= Pomo Afro Homos =

African-American gay theater troupe

Pomo Afro Homos (1990–1995), short for postmodern African American homosexuals, was an African-American gay theater troupe founded in San Francisco by choreographer-dancer Djola Bernard Branner, actor Brian Freeman, and singer, dancer, and actor Eric Gupton. Later, Marvin K. White joined the group. They presented the black gay male experience. Their pieces include Fierce Love: Stories From Black Gay Life and Dark Fruit. They got their start through exposure via National Performance Network festivals.

==Behind the scenes==
The original concept of the group was to show the issues affecting each black gay person, from family issues and AIDS to acceptance within the community and racism. These issues were controversial during this era because in the 1990s, famous athlete Magic Johnson had admitted to acquiring HIV from having multiple sex partners. David Roman had referenced these issues including the play Six Degrees of Separation, comparing them to one another because of their influence on the same subjects. Roman complemented the Pomo's on their bravery to show these subjects instead of backing down from the rejection they received in certain places.
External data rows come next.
PR #458, opened 2024-06-05
Update `tdr-configurations` submodule hash

thanhz:
Contains update to ssoSessiontimeout in the realm.json


thanhz:
Merged as part of another pr already

PR #459, opened 2024-06-05
Set ALB logging bucket encryption to default

TomJKing:
For ALB logging to work the s3 bucket encryption should be set to the default encryption: 'Amazon S3-managed keys (SSE-S3)'

The existing s3 bucket has got into a state where was being encrypted by a non-existent customer managed key preventing any new ALB to log to it

The objects stored in the s3 bucket whilst using the non-existent customer managed key are still encrypted using the SSE-S3 encryption. So the bucket encryption can be reset to this


thanhz (approved):
Looks good to me :+1:

PR #462, opened 2024-06-07
IAM roles and policies for transfer service ecs task

TomJKing:
Add IAM roles and policies to allow set up of ECR repository permissions for new ECS task image


templates/iam_policy/transfer_service_ecs_task_policy.json.tpl
```diff
@@ -0,0 +1,17 @@
...
+  "Statement": [
+   {
+         "Effect": "Allow",
+         "Action": [
+           "kms:Decrypt",
+           "kms:GenerateDataKey",
+           "sns:Publish"
+         ],
+         "Resource": [
+           "arn:aws:kms:eu-west-2:229554778675:key/b05401ed-cc76-46f6-bf2c-76cb0a859542",
```
annielh, line 12: Do we need this arn hard coded here? Are we able to put it in `da-terraform-configurations`?

PR #470, opened 2024-06-13
Transfer service ecs task

TomJKing:
Will replace with `da-terraform-modules` when available.

### DIFF
--- a/root_transfer_service.tf
+++ b/root_transfer_service.tf
@@ -60,7 +60,6 @@ module "transfer_service_route53" {
   common_tags           = local.common_tags
   environment_full_name = local.environment_full_name
   project               = "tdr"
-  cname_record_name     = "transfer-service"
   a_record_name         = "transfer-service"
   alb_dns_name          = module.transfer_service_tdr_alb[0].alb_dns_name
   alb_zone_id           = module.transfer_service_tdr_alb[0].alb_zone_id
--- a/root_transfer_service.tf
+++ b/root_transfer_service.tf
@@ -1,0 +1,145 @@
+locals {
+  // Apply to intg only intially
+  transfer_service_count = local.environment == "intg" ? 1 : 0
+}
+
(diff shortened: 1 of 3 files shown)


Tom-Hallett (dismissed):
All looks fine

root_transfer_service.tf
```diff
@@ -42,3 +43,106 @@ module "transfer_service_task_policy" {
...
+  container_name               = "transfer-service"
+  cpu                          = 512
+  environment                  = local.environment
+  execution_role               = module.transfer_service_execution_role[0].role_arn
+  load_balancer_container_port = 8080
+  memory                       = 1024
+  private_subnets              = module.shared_vpc.private_backend_checks_subnets
+  security_groups              = [module.transfer_service_ecs_security_group[0].security_group_id]
+  service_name                 = "transfer_service_${local.environment}"
+  task_family_name             = "transfer_service-${local.environment}"
```
annielh, line 146: Nit- choose `_` or `-` for both

annielh (approved):
All looks fine, tiny tiny comment.

I guess my only question would be how much work would it be to take the opportunity to add the necessary modules to `da-terraform-modules` now? Do we have a particular point where we're expecting them to become available through our or other teams work if we don't add them now / do we have a placeholder for the work?

root_transfer_service.tf
TomJKing: Good spot

TomJKing:
> _I guess my only question would be how much work would it be to take the opportunity to add the necessary modules to da-terraform-modules now?_
@annielh I will need to add the new modules, I've started this work, but it will take a while for me to do it all. I want to get this ECS task stood up for a longer period of time to test stuff out in preparation to the SharePoint work. Which is why I'm using the tdr modules for now. Does that make sense?

annielh (approved):

PR #476, opened 2024-07-03
TDRD-227 - Add "blockMetadataReview" feature access block for frontend

vimleshtna:


TomJKing (approved):
Looks good, provided only blocking the feature in Prod. Thanks

PR #478, opened 2024-07-05
Allow lambda to use ecr

ian-hoyle:
This is just to see if the lambda using the ecr can be created
If it works will delete the old draft-metadata validator and replace with this

### DIFF
--- a/root_draft_metadata_ecr.tf
+++ b/root_draft_metadata_ecr.tf
@@ -1,0 +1,31 @@
+
+#
+module "draft_metadata_validator_lambda_ecr" {
+  source          = "./da-terraform-modules/lambda"
+  function_name   = "tdr-draft-metadata-validator-2-${local.environment}"
+  handler         = "uk.gov.nationalarchives.draftmetadatavalidator.Lambda::handleRequest"
+  tags            = local.common_tags
+  use_image       = true
+  image_url       = "arn:aws:ecr:eu-west-2:${data.aws_ssm_parameter.mgmt_account_number.value}:repository/draft-metadata-validator"
+  timeout_seconds = 120
+  memory_size     = 1024
+  policies = {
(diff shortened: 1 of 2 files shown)


root_draft_metadata_ecr.tf
```diff
@@ -0,0 +1,25 @@
+module "draft_metadata_validator_lambda_ecr" {
+  source          = "./da-terraform-modules/lambda"
+  function_name   = "tdr-draft-metadata-validator-2-${local.environment}"
```
TomJKing, line 3: Could you rename the function: `...-validator-v2-...` Its the pattern used for other revised Lambdas on TDR eg `tdr-yara-av-v2-intg`

root_draft_metadata_ecr.tf
```diff
@@ -0,0 +1,25 @@
...
+    "TDRDraftMetadataValidatorLambdaPolicyECR${title(local.environment)}" = templatefile("./templates/iam_policy/draft_metadata_validator_lambda.json.tpl", {
+      account_id     = var.tdr_account_number
+      environment    = local.environment
+      parameter_name = local.keycloak_backend_checks_secret_name
+      bucket_name    = local.draft_metadata_s3_bucket_name
+      kms_key_arn    = module.s3_internal_kms_key.kms_key_arn
+    })
+  }
+  plaintext_env_vars = {
+    API_URL            = "graphql"
```
TomJKing, line 20: In the existing Lambda implementation the `API_URL` is set to the full Consignment API URL value.

In the Terraform it is set as: `"${module.consignment_api.api_url}/graphql"`

TomJKing (commented):
Looks good. Just a couple of very minor comments. Thanks.

root_draft_metadata_ecr.tf
ian-hoyle: changed

TomJKing (approved):
Looks good. Thanks

PR #269, opened 2020-05-20
Implement Spectrum class

kboone:
This PR implements a class to manipulate spectroscopic data.

This is currently a work-in-progress. See sncosmo/sncosmo-eps#3 for details.

### DIFF
--- a/sncosmo/specdata.py
+++ b/sncosmo/specdata.py
@@ -1,0 +1,169 @@
+# Licensed under a 3-clause BSD style license - see LICENSE.rst
+
+"""Convenience functions for manipulating spectra."""
+
+import numpy as np
+from astropy.table import Table
+
+from .bandpasses import Bandpass
+from .photdata import PhotometricData
+
+__all__ = ['SpectrumData']
+
+
+def _estimate_bin_edges(wave):
+    """Estimate the edges of a set of wavelength bins given the bin centers.
+    This function is designed to work for standard linear binning along with
+    other more exotic forms of binning such as logarithmic bins. We do a second
+    order correction to try to get the bin widths as accurately as possible.
+    For linear binning there is only machine precision error with either a
+    first or second order estimate.
+    For higher order binnings (eg: log), the fractional error is of order (dA /
+    A)**2 for linear estimate and (dA / A)**4 for the second order estimate
+    that we do here.
+    Parameters
+    ----------
+    wave : array-like
+        Central wavelength values of each wavelength bin.
+    Returns
+    -------
+    bin_starts : `~numpy.ndarray`
+        The estimated start of each wavelength bin.
+    bin_ends : `~numpy.ndarray`
+        The estimated end of each wavelength bin.
+    """
+    wave = np.asarray(wave)
+
+    # First order estimate
+    o1 = (wave[:-1] + wave[1:]) / 2.
+
+    # Second order correction
+    o2 = 1.5*o1[1:-1] - (o1[2:] + o1[:-2]) / 4.
+
+    # Estimate front and back edges
+    f2 = 2 * wave[1] - o2[0]
+    f1 = 2 * wave[0] - f2
+    b2 = 2 * wave[-2] - o2[-1]
+    b1 = 2 * wave[-1] - b2
+
+    # Stack everything together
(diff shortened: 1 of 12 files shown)


sncosmo/specdata.py
```diff
@@ -0,0 +1,347 @@
...
+        """Return a list of bandpass objects for each wavelength element."""
+
+        dwave = 0.00001
+        bands = []
+
+        for bin_start, bin_end in zip(self.bin_starts, self.bin_ends):
+            bands.append(Bandpass(
+                [bin_start, bin_start + dwave, bin_end, bin_end + dwave],
+                [0., 1., 1., 0.],
+            ))
```
kbarbary, line 186: I *think* `Bandpass` has zero transmission outside the wavelength bounds, so I think you can simplify to
```python
Bandpass([bin_start, bin_end], [1.0, 1.0])
```

sncosmo/specdata.py
```diff
@@ -0,0 +1,347 @@
...
+
+    """
+    def __init__(self, wave=None, flux=None, fluxerr=None, fluxcov=None,
+                 bin_edges=None, bin_starts=None, bin_ends=None, time=None):
+        # Extract the bin starts and ends
+        bin_starts, bin_ends = _parse_wavelength_information(
+            wave, bin_edges, bin_starts, bin_ends
+        )
+        self.bin_starts = bin_starts
+        self.bin_ends = bin_ends
```
kbarbary, line 126: I'm curious about the benefit of allowing non-contiguous elements.

(If it were disallowed, I can see that `merge` would have to include a `rebin` operation).

kboone: I think that handling non-contiguous spectra is outside of the scope of `sncosmo`, so I'm going to remove this. Things like fitting are a lot more complicated to optimize if you allow non-contiguous spectra.

kboone:
I removed the rebinning and merging functionality. I think that they should probably be done with something like `specutils` instead and are outside of the scope of `sncosmo`.

kboone:
In the latest commit, I have implemented a new algorithm that properly handles sampling for spectral elements. I use the existing `integration_grid` function to figure out how to sample each wavelength element. This produces a list of wavelengths that can be used for computing bandpasses or models and a "sampling matrix" that the resulting array can be multiplied by to map it onto the spectral elements. I have an initial implementation for `bandflux` that works well. The sampling matrix can be stored as a sparse matrix, and it only needs to be computed once. This will be a lot faster than the previous implementation of using individual bands for each spectral element.

kboone:
The latest round of commits updates `fit_lc` to work with spectra.

kboone:
I have made several updates to `fit_lc` to support the majority of options to it (there are a lot!) and clean things up.

For guessing t0 and amplitude, I realized that there is no guarantee that spectra are sampled in the same way which complicates things. I implemented a method that generates synthetic photometry in tophat filters with 500A spacing for all spectra over the range of the model. The generated photometry can then be handled with the previous `guess_t0_and_amplitude` function. This is working well in my tests.

kboone:
@kbarbary I added tests and documentation for the Spectrum class. I'm not sure how to rebuild the docs so I haven't tested that out yet. Otherwise, this is pretty much good to go with everything discussed in the EP implemented.

kbarbary:
@kboone To build the docs locally you should be able to `make html` in the `docs` directory (assuming you have all the docs dependencies installed) and then look at them in `docs/_build/html`. Docs dependencies are listed [here](https://github.com/sncosmo/sncosmo/blob/master/.continuous-integration/travis/setup_dependencies_common.sh#L29-L33). This could be better documented!

kboone:
Thanks, I got that working and I updated the documentation to render nicely. That should be good to go now too.

kboone:
I just realized that the checks failed for the previous version of this PR because of some formatting issues. I cleaned that up. Is there anything else that you would like to see before it is merged @kbarbary? This implements everything that was discussed in the EP.

kboone:
Great, thanks! Do we need to do anything special to rebuild the docs?

kbarbary:
Nope, they build automatically on merges to master under the "latest" version. Looks like it built OK: https://sncosmo.readthedocs.io/en/latest/spectrum.html

PR #272, opened 2020-06-03
Added V19 templates

maria-vincenzi:
Added the list of 67 (x2) templates.
For each Core collapse there are two templates: one has been corrected for host dust extinction (e.g. V19_iPTF13bvn_HostExtCorr.SED), the other not (e.g. V19_iPTF13bvn_noHostExtCorr.SED).

We can either build the templates as I did and have two separate model with names: 'V19_iPTF13bvn_HostExtCorr' and 'V19_iPTF13bvn_noHostExtCorr'

Or build a single model 'V19_iPTF13bvn' and have two versions: version= '1.0_HostExtCorr' and version='1.0_noHostExtCorr'.

I'm not sure which is the nicer/clearer way of doing this.


kboone:
This looks great, and it would be very nice to have your models in `sncosmo`!

By default, `sncosmo` will load whichever template is the "latest version" given by an alphabetical comparison of the strings. Do you think that one set of models makes more sense to have as the default? Is it important to have both sets? Most users aren't going to look into the details...

To fit with the naming scheme of other models in `sncosmo`, I think that it would be good to rename the models to something like `v19-iptf13bvn`. See https://sncosmo.readthedocs.io/en/v2.1.x/source-list.html for the formatting of names of current models.

maria-vincenzi:
Thanks Kyle!
I think the default templates should be the one that are NOT corrected for dust extinction (i.e. the "original" core collapse event, as observed). All other CC templates currently in sncosmo are not corrected for host extinction. Therefore, setting the V19 default as the not-corrected templates as well would probably be the most coherent approach. I would prefer the user to "intentionally" select the templates that are corrected for dust extinction and than consider simulating additional dust using all the functions available in sncosmo.extinction. 

I implemented two versions of the templates:
version 1.1_HostExtCorr and version 1.2_noHostExtCorr (just to keep it more explicit)
I think we should update the documentation explaining all this!

maria-vincenzi:
I added a note and a couple of more details so that the documentation is updated and clear (hopefully..if not feel free to correct).

rbiswas4:
- Tried this out and the models work once I download the data to the appropriate directory. 
- To get this working with downloading will require a [merge to master](https://github.com/sncosmo/sncosmo.github.io/pull/22)

Thanks @maria-vincenzi ! It would be great to have these models as part of sncosmo.

@maria-vincenzi I wanted to bring up the question that @kboone asked: I would imagine that if I was either simulating or using a core collapse SN to match data, I would use the extinction corrected model (+ extinction appropriate for my host galaxy) . I seems that the only time one would want the uncorrected events would be if one wanted to use the real data of those SN, or maybe do an upgrade to your work with new SN. So following the default logic above, I would guess that the extinction corrected ones should be the default. But maybe I am missing something that I should be concerned about. Thoughts ?


A couple of comments on the usage of models in general for everyone:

The Pomo's shows started with a low budget, so they had few props, and the focus was on the actors. Many of the skits were based on Freeman's, Gupton's, and Branner's experience with their homosexuality and the society around them. The skits were portrayed by parodying, over acting, and truly speaking out about the problems they were faced with. In an article by Stephen Holden critiquing the Pomo's show, Dark Fruit (one of the Pomo's later pieces), is more comedic than Fierce Love. Holden praises Freeman for his acting and being able to expose himself on stage. He critiques Branner for his lack of charisma, but still complements him for being soft and moving.

==Fame and controversy==
The group performed at Lincoln Center and elsewhere nationally.

The Village Voice reviewed their show, which reached an audience that followed their success.

In 1991, the National Black Theatre Festival (North Carolina) banned the group.

In 1993, Out North, a theater company in Anchorage, Alaska, invited them to perform in Anchorage. Out North attempted to purchase advertising from the city bus company for Fierce Love. The bus company, backed by then-mayor Tom Fink, rejected the ads. Later, the mayor attempted to cancel Out North's municipal funding. The city council overrode the Mayor's veto.

Brown University offers a course titled Black Lavender: A Study of Black Gay and Lesbian Plays, and Dramatic Constructions in the American Theatre which studies the works of Pomo Afro Homos among others.

==Legacy==
The Pomo Afro Homos were received with open arms in many places (although not all), showing other generations what could become of their own problems when expressed and portrayed. They left room for others to contribute with ideas and start their own production. The show is still being performed today as Fierce Love (Remix) and continues to expose the issues of today and contrast with the concerns of the original production.